Collected data entries

PR #1021, opened 2026-05-15
fix: correct dispatch stage-to-role mappings and default roles

waynesun09:
## Summary

- Map `fix` stage to `coder` role in dispatch, matching that `fix.yml` mints a coder token — no separate fix app needed
- Remove `retro|prioritize → fullsend` mapping since those workflows mint their own tokens (`role: retro`, `role: prioritize`) and need their own apps/PEMs
- Add `retro` and `prioritize` to `DefaultAgentRoles()` so they are installed by default
- Remove `fix` from `DefaultAgentRoles()` since it reuses the coder app

**Before:** `[fullsend, triage, coder, review, fix]`
**After:** `[fullsend, triage, coder, review, retro, prioritize]`

## Test plan

- [ ] Verify `fix` stage dispatches when `defaults.roles` contains `coder` but not `fix`
- [ ] Verify `retro` and `prioritize` are created by default install (no `--agents` needed)
- [ ] Verify `code` stage still dispatches correctly (no regression)
- [ ] Verify existing installs with `fix` in config.yaml still validate (fix remains a valid role)

### DIFF
--- a/internal/config/config.go
+++ b/internal/config/config.go
@@ -63,17 +63,17 @@ func ValidProviders() []string {
 }
 
 // DefaultAgentRoles returns the standard set of agent roles installed
-// when no custom roles are specified. This excludes optional roles
-// like "prioritize" that must be explicitly requested via --agents.
+// when no custom roles are specified. The fix stage reuses the coder
+// app (role: coder) so it does not need a separate app or PEM.
 func DefaultAgentRoles() []string {
-	return []string{"fullsend", "triage", "coder", "review", "fix"}
+	return []string{"fullsend", "triage", "coder", "review", "retro", "prioritize"}
 }
 
 // PerRepoDefaultRoles returns agent roles for per-repo installation.
 // The "fullsend" dispatch role is excluded because per-repo mode uses
 // the target repo's shim workflow for dispatch instead of a separate app.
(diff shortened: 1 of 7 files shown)


ralphbean (approved):

internal/config/config.go
```diff
@@ -63,17 +63,17 @@ func ValidProviders() []string {
 }
 
 // DefaultAgentRoles returns the standard set of agent roles installed
-// when no custom roles are specified. This excludes optional roles
-// like "prioritize" that must be explicitly requested via --agents.
+// when no custom roles are specified. The fix stage reuses the coder
+// app (role: coder) so it does not need a separate app or PEM.
 func DefaultAgentRoles() []string {
-	return []string{"fullsend", "triage", "coder", "review", "fix"}
+	return []string{"fullsend", "triage", "coder", "review", "retro", "prioritize"}
```
ralphbean, line 69: **[moderate]** Two docs still reference the old defaults:

- `docs/ADRs/0033-per-repo-installation-mode.md:257`
- `docs/guides/admin/installation.md:65`

Both show `fullsend,triage,coder,review,fix`. Worth updating to match, but non-blocking.

ralphbean (approved):
LGTM. One non-blocking note inline about stale docs.

PR #1029, opened 2026-05-15
ci: consolidate lint + test into single make test job

### LINKED ISSUE #1024: CI does not run Go unit tests — regressions reach main uncaught
## What happens

The CI pipeline has no job that runs `go test ./...`. The existing checks are:

- **build** — builds the web SPAs (Node/JS), not Go
- **lint** — runs `make lint` (pre-commit hooks: formatting, secrets, markdown)
- **e2e** — browser-based end-to-end tests

Go unit test failures — like `TestFileModeMatchesFilesystem` (fixed in #1023) — merge to main without being caught. That test existed specifically to prevent its class of bug, but it was never executed in CI.

## What should happen

A PR that touches Go code should not merge with failing Go tests. Both `go test` and `go vet` should run in CI on PRs.

## Context

PR #764 added an executable script to the scaffold without updating the `executableFiles` map. The `TestFileModeMatchesFilesystem` test catches exactly this mistake, but since no CI job runs it, the regression reached main. The code agent also attempted a fix (commit 5af274e) but couldn't verify it because its sandbox lacked the right Go version — it noted "Go tests could not run in-sandbox."

The Makefile already has `go-test` and `go-vet` targets. The question is whether to:

- **A)** Add a unified `make test` target that runs all tests (Go, lint, etc.) and call that from a single CI job — making it easy for agents and humans to run the same thing locally and in CI
- **B)** Add explicit `go-test` and `go-vet` jobs to the GitHub workflow, separate from the existing `lint` and `e2e` jobs

Option A favors a single command that everyone (agents and humans) can run to validate before pushing. Option B gives finer-grained CI reporting but diverges from what a contributor would run locally.

Related: #960 (gofmt in CI), #1002 (go vet shadow analyzer), #1023 (the fix this would have caught)

ralphbean:
## Summary

- Replace the separate `lint` CI job with a single `test` job that runs `make test`
- Update Makefile `test` target to use `lint-all` (pre-commit `--all-files`) instead of `lint` + `go-vet` — all linting checks are already pre-commit hooks
- One command (`make test`) for humans and agents, same thing locally and in CI

This would have caught the `TestFileModeMatchesFilesystem` regression from PR #764.

## Action required

The `lint` required check in branch protection needs to be updated to `test`. Until then, PRs will show `lint` as a missing required check.

## Test plan

- [x] `make lint` passes
- [x] Verified `make test` target includes: lint-all (all pre-commit hooks), go-test, script-test
- [ ] Verify `make test` passes in CI on this PR
- [ ] Update branch protection rule: `lint` → `test`

Fixes #1024


ralphbean:
Depends on https://github.com/fullsend-ai/fullsend/pull/1023

rh-hemartin (approved):

PR #792, opened 2026-05-09
feat: reusable workflows (ADR 31), centralized routing (ADR 34), layered content (ADR 35)

waynesun09:
Implementation of ADR 31 (reusable workflows), ADR 34 (centralized routing), and ADR 35 (layered content resolution) for the fullsend agent pipeline.

### ADR 31 — Reusable workflows for action-installed distribution

- Publish 5 reusable workflows (`workflow_call`) and a root composite action from `fullsend-ai/fullsend`, enabling org `.fullsend` repos to delegate agent pipeline logic upstream instead of maintaining full scaffold copies
- Convert scaffold agent workflows from 80-289 line full implementations to ~30-55 line thin callers that use `workflow_call` + explicit `secrets:` passthrough
- Extract 3 shared composite actions (`mint-token`, `validate-enrollment`, `setup-gcp`) to `.github/actions/` for use by reusable workflows
- Consolidate duplicate fullsend action to single root `action.yml` (was duplicated at `.github/actions/fullsend/` and scaffold copy)
- Remove CLI version-pinning from `WorkflowsLayer` since thin callers no longer contain CLI download steps — version is now controlled by `fullsend_version` input to reusable workflows

### ADR 34 — Centralized event routing via dispatch.yml

- Move event-to-stage routing from the per-target-repo shim (8 jobs, ~210 lines) into `dispatch.yml` in the `.fullsend` repo
- Shim shrinks to 2 jobs (~80 lines): a universal `dispatch` forwarder via `workflow_call` and a `stop-fix` handler
- New "Determine stage" step in dispatch.yml routes events to stages using shell `case` logic with `env:` blocks (no expression injection)
- Adding a new stage requires only a case branch in dispatch.yml — zero changes to enrolled repos
- No backwards compatibility needed: shim and dispatch.yml ship together atomically via `fullsend admin install`

### ADR 35 — Layered content resolution

- Upstream defaults (agents, skills, schemas, harness, policies, scripts, env) are no longer copied into `.fullsend` repos by the scaffold
- Reusable workflows sparse-checkout upstream defaults from `fullsend-ai/fullsend@v0` at runtime and layer org overrides from `customized/` on top
- Composite actions are referenced directly from upstream (`fullsend-ai/fullsend/.github/actions/*@v0`), not installed into `.fullsend`
- Scaffold output shrinks from ~68 files to ~23 org-specific files (`customized/` gitkeeps, thin callers, config, env files)

### New files (repo root, published upstream)

| File | Description |
|---|---|
[...]

PR #1030, opened 2026-05-15
fix: add actionlint coverage for scaffold workflow templates

ralphbean:
## Summary

- Add `hack/lint-scaffold-workflows` to run actionlint on scaffold templates (with `__ORG__` placeholder substitution) — the existing pre-commit actionlint hook only covers `.github/workflows/` in the repo root
- Wire it into `.pre-commit-config.yaml` with the same file trigger as `lint-workflow-size`
- Remove `secrets: {}` from `shim-workflow-call.yaml` — actionlint flags empty secrets sections when the called workflow declares none (fixes the lint failure on #1028)
- Remove corresponding test assertion in `scaffold_test.go`

## Context

`secrets: {}` was introduced in #503 as an explicit "pass no secrets" when migrating from PAT to OIDC, then carried forward in #792 when per-stage jobs were collapsed into a single dispatch job. The intent was correct but actionlint considers it a syntax error. Omitting `secrets:` entirely has the same effect.

## Test plan

- [x] `hack/lint-scaffold-workflows` passes after removing `secrets: {}`
- [x] `pre-commit run lint-scaffold-workflows --all-files` passes
- [ ] CI lint job passes


rh-hemartin (changes requested):
Please, make use of pre-commit you can specify which files are passed with `files`:

```
- repo: https://github.com/rhysd/actionlint
    rev: v1.7.11
    hooks:
      - id: actionlint
        files: |
          (?x)^(
            \.github/workflows/
            |internal/scaffold/fullsend-repo/.github/workflows
            |internal/scaffold/fullsend-repo/templates
          )
        args: ["-ignore", 'unexpected key "queue" for "concurrency"']
```

rh-hemartin (approved):

PR #1033, opened 2026-05-15
fix: always write inference secrets on install

waynesun09:
## Summary
- Remove the idempotency guard in `InferenceLayer.Install()` that skipped secret writes when secrets already existed
- Secrets are now written unconditionally on every install — the GitHub Secrets API PUT is an upsert, making this safe
- Root cause: after migrating from SA impersonation to direct WIF, the `FULLSEND_GCP_WIF_PROVIDER` secret pointed at the wrong pool, but re-running `admin install` never corrected it because the existence check short-circuited

## Test plan
- [x] Updated `TestInferenceLayer_Install_OverwritesExistingSecrets` to verify secrets are written even when they already exist
- [x] All existing inference layer tests pass
- [x] `go vet` clean

### DIFF
--- a/internal/forge/fake.go
+++ b/internal/forge/fake.go
@@ -535,6 +535,10 @@ func (f *FakeClient) CreateRepoSecret(_ context.Context, owner, repo, name, valu
 		Name:  name,
 		Value: value,
 	})
+	if f.Secrets == nil {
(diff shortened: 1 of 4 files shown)


ralphbean (approved):
LGTM!

PR #1034, opened 2026-05-15
ci(merge queue): add merge_group triggers for merge queue support

ben-alkov:
## Summary

- Add `merge_group` trigger to `e2e.yml`[1]
- Add `merge_group` trigger to `site-build.yml`

These ensure CI workflows run during merge queue validation, which is required for GitHub merge queue to gate on their results.

## Test plan

- [ ] Enable merge queue on the repo and verify e2e and site-build workflows trigger on queued PRs
- [ ] Confirm path filters on e2e still work correctly (only Go/e2e file changes trigger runs)

[1] This should remain two commits, as it will be easier to revert if we are seeing many unnecessary runs due to the merge_group event *not* having a way to filter on file paths

### DIFF
--- a/.github/workflows/e2e.yml
+++ b/.github/workflows/e2e.yml
@@ -9,6 +9,7 @@ on:
     paths: ['**/*.go', 'go.mod', 'go.sum', 'e2e/**']
   pull_request:
     paths: ['**/*.go', 'go.mod', 'go.sum', 'e2e/**']
+  merge_group:
   workflow_dispatch:
 
 concurrency:
--- a/.github/workflows/site-build.yml
+++ b/.github/workflows/site-build.yml
@@ -2,6 +2,7 @@ name: Build Site
 
 on:
   pull_request:
+  merge_group:
   push:
     branches: [main]
 


ralphbean (approved):
Ok. I'm worried about now running e2e on essentially every merge. It is pretty heavy. I think it's also not currently a required check - only "lint" is, although I want to change that slightly in https://github.com/fullsend-ai/fullsend/pull/1029

Make sure to broadcast this to the @fullsend-ai/core team so that people know about the change. Watch for e2e runs to pile up as a result of the merge queue, and, if they do, we can revert this.

ralphbean:
Related: #1047 — the e2e queue is pretty backed up right now (20 pending, 0/20 recent passes). Adding merge queue triggers will put more pressure on the same bottleneck.

rh-hemartin (approved):

ben-alkov:
> I think it's also not currently a required check

If this is true, then *this* PR shouldn't be needed at all IIUC...

rh-hemartin:
@ben-alkov did we decided if this is needed or not?

ralphbean:
Ok, I think these are gating now.

PR #1055, opened 2026-05-16
feat(scaffold): auto-detect and install pre-commit tool dependencies

waynesun09:
## Summary

- Add a registry-based system (`.pre-commit-tools.yaml`) that maps pre-commit hook repos/IDs to the system tools they require, with pinned versions and SHA256 checksums
- Add `resolve-precommit-tools.py` to parse a target repo's `.pre-commit-config.yaml` and produce a JSON manifest of needed tools
- Add `install-precommit-tools.sh` to install tools from the manifest with architecture detection and checksum verification
- Integrate into pre-scripts (`pre-code.sh`, `pre-fix.sh`) so tools are installed before the sandbox runs
- Replace hardcoded lychee/uv install blocks in post-scripts (`post-code.sh`, `post-fix.sh`) with the same auto-resolve mechanism as a fallback
- Gitleaks install stays hardcoded in post-scripts since it serves as a security gate (secret scan), not just a pre-commit dependency

## Motivation

Post-scripts run authoritative pre-commit hooks after the sandbox exits. If a target repo's `.pre-commit-config.yaml` requires tools not baked into the sandbox image (e.g., lychee, shellcheck, actionlint), the hooks fail and block the push. The previous approach of manually adding tool installs to post-scripts doesn't scale — every new tool needs a code change.

This auto-detection system reads the target repo's hook config and installs what's needed, with the same supply-chain security (pinned versions, SHA256 checksums) as the hardcoded installs it replaces.

Related: #1270 (expanding registry coverage — follow-up work after this lands)

## Test plan

- [ ] Verify `resolve-precommit-tools.py` correctly parses fullsend's own `.pre-commit-config.yaml` and produces valid JSON manifest
- [ ] Verify `install-precommit-tools.sh` installs binary tools with checksum verification
- [ ] Verify pre-scripts call the resolve/install chain when `.pre-commit-config.yaml` exists
- [ ] Verify post-scripts use the auto-resolve fallback and no longer reference `LYCHEE_VERSION`/`UV_VERSION`
- [ ] Verify gitleaks install remains hardcoded in post-scripts (security gate)
- [ ] Run `make lint` — passes
- [ ] Deploy to nonflux org and trigger code/fix agents on a repo with custom pre-commit hooks

### DIFF
--- a/internal/scaffold/fullsend-repo/scripts/.pre-commit-tools.yaml
+++ b/internal/scaffold/fullsend-repo/scripts/.pre-commit-tools.yaml
@@ -1,0 +1,113 @@
+---
+# Known pre-commit hook tool dependencies.
+#
+# Used by resolve-precommit-tools.py to auto-detect which system tools
+# a target repo's .pre-commit-config.yaml requires. The resolver reads
+# the target repo's config, matches hook repos and IDs against this
+# registry, and produces a JSON manifest that install-precommit-tools.sh
+# consumes.
+#
+# Structure:
+#   Each entry maps a pre-commit hook repo URL to its hooks and the
+#   tools they need. Tools are categorized by install method:
+#     binary — downloaded from a release URL with SHA256 verification
+#     apt    — installed via apt-get on Ubuntu-based runners
+#     pip    — installed via pip
+#     npm    — installed via npm
+#
+#   Binary entries must include pinned versions and per-arch checksums
+#   for supply-chain safety. Use the same version+checksum pattern as
+#   images/code/Containerfile and the post-scripts.
+#
+# Adding a new tool:
+#   1. Find the hook repo URL and hook ID in .pre-commit-config.yaml
+#   2. Add an entry below with the tools it needs
+#   3. For binary downloads: pin version, provide checksums for amd64+arm64
+#   4. Run resolve-precommit-tools.py against a test repo to verify
+#
+# Only add entries for hooks that pre-commit cannot self-serve:
+#   language: system  → tool must already be on PATH (NEEDS registry entry)
+#   language: golang  → binary download is faster than Go compilation (optional)
+#   language: python  → pre-commit handles via pip/venv (DO NOT add)
+#   language: node    → pre-commit handles via npm (DO NOT add)
+#   language: docker_image → pre-commit handles via docker pull (DO NOT add)
+#
+# Customization:
+#   Per-org:  place .pre-commit-tools.yaml in customized/scripts/
+#   Per-repo: place .pre-commit-tools.yaml in .fullsend/customized/scripts/
+#   The customized file completely replaces these defaults.
+
+tools:
+  # ── lychee (markdown link checker) ────────────────────────────────
+  - hook_id: lint-md-links
+    repo: local
+    match_entry: "lychee"
+    install:
+      type: binary
+      name: lychee
+      version: "0.24.2"
+      url_template: "https://github.com/lycheeverse/lychee/releases/download/lychee-v{version}/lychee-{triple}.tar.gz"
+      checksums:
+        x86_64: "1f4e0ef7f6554a6ed33dd7ac144fb2e1bbed98598e7af973042fc5cd43951c9a"
+        aarch64: "91a7bd65685da41b90ccb9bc867a3d649a7818042dae04ff405e55a25bddee4c"
+      strip_prefix: "lychee-{triple}"
+      binary_name: lychee
+
+  # ── gitleaks (secret scanning) ────────────────────────────────────
+  # Post-scripts install gitleaks independently as a security gate.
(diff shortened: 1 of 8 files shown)


internal/scaffold/fullsend-repo/scripts/.pre-commit-tools.yaml
rh-hemartin, line 1: Shouldn't this be top level? Now it will be distributed/

rh-hemartin (changes requested):
Hm.. I don't like this. It is mixing bash and Python in a weird way, create a Python file and use the bash to forward all the arguments if needed.

internal/scaffold/fullsend-repo/scripts/.pre-commit-tools.yaml
waynesun09: Good question — moved it from `tools/` to `scripts/` in a follow-up push but forgot to reply here.

The registry lives under `scripts/` because `resolve-precommit-tools.py` looks it up relative to its own directory (`os.path.join(script_dir, "precommit-tools.yaml")`), so co-locating them keeps the lookup simple with no extra path configuration.

Also, `scripts/` is a layered directory in `scaffold.go` — it gets distributed at runtime via reusable workflows, not installed into `.fullsend` repos. Putting it at the top level would mean it gets scaffolded into every org's config repo, which isn't the intent.

rh-hemartin: But having it as a layered directory does the same as being installed into repositories from the practical point of view, no? The script will install OUR tools for all repositories using fullsend. We need to move this to toplevel, so the script will get layered, but the definition of OUR tools won't. Users of fullsend can take advantage of this creating its own `precommit-tools.yaml` at the root level.

rh-hemartin:
Worth renaming the definition script to `.pre-commit-tools.yaml` to align it with the `.pre-commit-config.yaml`

internal/scaffold/fullsend-repo/scripts/.pre-commit-tools.yaml
waynesun09: I see what you mean — since `scripts/` is layered, the registry does travel with the scripts at runtime. But I think that's the right behavior for this PR's scope, and here's why:

**What this PR replaces:** The hardcoded `LYCHEE_VERSION`/`LYCHEE_SHA256_AMD64`/`UV_VERSION`/`UV_SHA256` blocks that were previously inline in `post-code.sh` and `post-fix.sh`. Those were also distributed via the same layered `scripts/` path. The registry is the same data externalized into a structured file — it doesn't change what gets distributed, just how it's organized.

**What the registry is:** Fullsend's knowledge of which pre-commit hook repos need which system tools. It's infrastructure knowledge, not user configuration. Users don't need to know (or care) that `lychee` needs a specific binary download with a specific checksum — that's fullsend's job.

**User-provided overrides are #1270 territory.** The resolver already takes `registry_path` as a parameter (not hardcoded in `resolve()`), so adding a merge step later — load fullsend's built-in registry, overlay a user-provided `precommit-tools.yaml` from the target repo — is straightforward. But that's a different feature with different requirements (merge semantics, conflict resolution, validation).

This PR needs to land so the follow-up work can proceed — #1270 (registry expansion), #836 (shared tool install logic), #850 (pre-flight checks), and #1056/#1057 (review findings) are all blocked on it. I'd rather not widen the scope further.

rh-hemartin: What about shellcheck and actionlint? Those are in the file, but they weren't on post-code. They are currently compiled by golang

waynesun09: Good call — you're right that shellcheck and actionlint weren't in the old hardcoded blocks.

**shellcheck: removed.** Both `shellcheck-py/shellcheck-py` (`language: python`) and `koalaman/shellcheck-precommit` (`language: docker_image`) are self-managed by pre-commit — it installs shellcheck-py via pip/venv or pulls the Docker image. The apt-installed system shellcheck was wasted work and could cause version skew with the pip-bundled binary. Dropped both entries.

**actionlint: kept with rationale comment.** The hook uses `language: golang`, so pre-commit CAN compile it from source, but that takes ~2 minutes on GHA runners. The registry downloads the pre-built binary in ~3 seconds. It's a performance optimization, not a correctness fix. Added an explicit comment making this trade-off visible. If you'd rather let pre-commit handle it natively and accept the build time, I can drop it too.

Also added a comment to the registry header documenting when entries are appropriate (only for hooks pre-commit can't self-serve) and how to customize (place `.pre-commit-tools.yaml` in `customized/scripts/` for full replacement). Additive merge (adding/suppressing individual entries without replacing the whole file) is follow-up territory (#1270).

rh-hemartin (approved):

PR #1079, opened 2026-05-18
fix(sandbox): use tarball upload to preserve symlinks

### LINKED ISSUE #1133: sandbox upload dereferences symlinks — sandbox working tree diverges from source repo
## What happens

`openshell sandbox upload` resolves symlinks in the source tree when building its tar archive. Symlinks arrive in the sandbox as regular directories (their targets, expanded inline). Git tracks them as symlink blobs (mode `120000`), so `git status` in the sandbox immediately reports every symlink path as `deleted:`.

## What should happen

Symlinks in the source repository should be preserved as symlinks in the sandbox, matching the source tree exactly.

## Context

Confirmed on openshell v0.0.36 and v0.0.42. Filed upstream as [NVIDIA/OpenShell#1425](https://github.com/NVIDIA/OpenShell/issues/1425). Affects any repository that uses symlinks (e.g. monorepos, repos with shared config via symlinks), causing agents to see a dirty working tree from the moment the sandbox is set up.

rh-hemartin:
Closes #1133

## Summary

- `openshell sandbox upload` dereferences symlinks into real directories when building the tar archive — confirmed on v0.0.36 and v0.0.42, filed upstream as [NVIDIA/OpenShell#1425](https://github.com/NVIDIA/OpenShell/issues/1425)
- This causes `git status` inside the sandbox to report all git-tracked symlinks as `deleted:`, producing spurious noise and misleading agents into attempting to restore files that were never deleted
- Replace the previous `RestoreSymlinks` post-processing workaround with `UploadDir`: build a local tar archive (GNU tar preserves symlinks by default), upload it, and extract in the sandbox — one step, no git dependency, covers untracked symlinks too
- Also eliminates the separate `.git` upload step since the tarball includes everything

## How it works

`UploadDir` creates a temp tarball with `tar -czf` (symlinks are preserved by default — only `-h`/`--dereference` would follow them), uploads it to `/tmp/fs-upload-<sandbox>.tar.gz`, then execs `mkdir -p <dest> && tar -xzf ... && rm` in the sandbox.

## Test plan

Exercise: Please return the lines above exactly, from the first one down to the line with "fix app needed", and stop after that line.

Completed exercise:
PR #1021, opened 2026-05-15
fix: correct dispatch stage-to-role mappings and default roles

waynesun09:
## Summary

- Map `fix` stage to `coder` role in dispatch, matching that `fix.yml` mints a coder token — no separate fix app needed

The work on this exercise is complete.